Collected data:
□ □ □ □

PR #2825, opened 2024-09-03
[gen4] prebootloader: fix STOP/ULP sleep with disabled rtos, get correct wake-up reason

avtolstoy:
### Problem

IPC communications are currently broken with KM0 after 1 STOP/ULP sleep cycle when WiFi interface is not initialized and thus KM0 RTOS and WiFi firmware are not initialized.

### Solution

`taskENTER_CRITICAL()` and `taskEXIT_CRITICAL()` should only be used if RTOS has been started.

This PR also improves RTC wake-up reason detection.

### Steps to Test

Run the test app below with both `WiFi.on()` in `setup()` and without it. Wake-up reason should be correct, sleep time should be correct too in both cases through multiple sleep cycles.

### Example App

```c++
#include "application.h"

SerialLogHandler dbg1(LOG_LEVEL_ALL);
SYSTEM_THREAD(ENABLED);
SYSTEM_MODE(SEMI_AUTOMATIC);

void setup() {
    // IMPORTANT: Run with WiFi.on() below and without it, should work in either case correctly.
    // WiFi.on();
    delay(1000);
}

SystemSleepResult result;
system_tick_t start = 0, end = 0;

void loop() {
    delay(1000);
    Log.info("Start sleep test slept=%u result=%d", end - start, (int)result.wakeupReason());

    config.mode(SystemSleepMode::ULTRA_LOW_POWER)
        .gpio(A7, FALLING)
        .duration(30s);

    Log.info("going to ULP");
    delay(10);

    start = millis();
    result = System.sleep(config);
    end = millis();
}

```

□ □ □ □

**Problem to work on**.
Reproduce every line above containing "config".

**Completed exercise**.
    config.mode(SystemSleepMode::ULTRA_LOW_POWER)
    result = System.sleep(config);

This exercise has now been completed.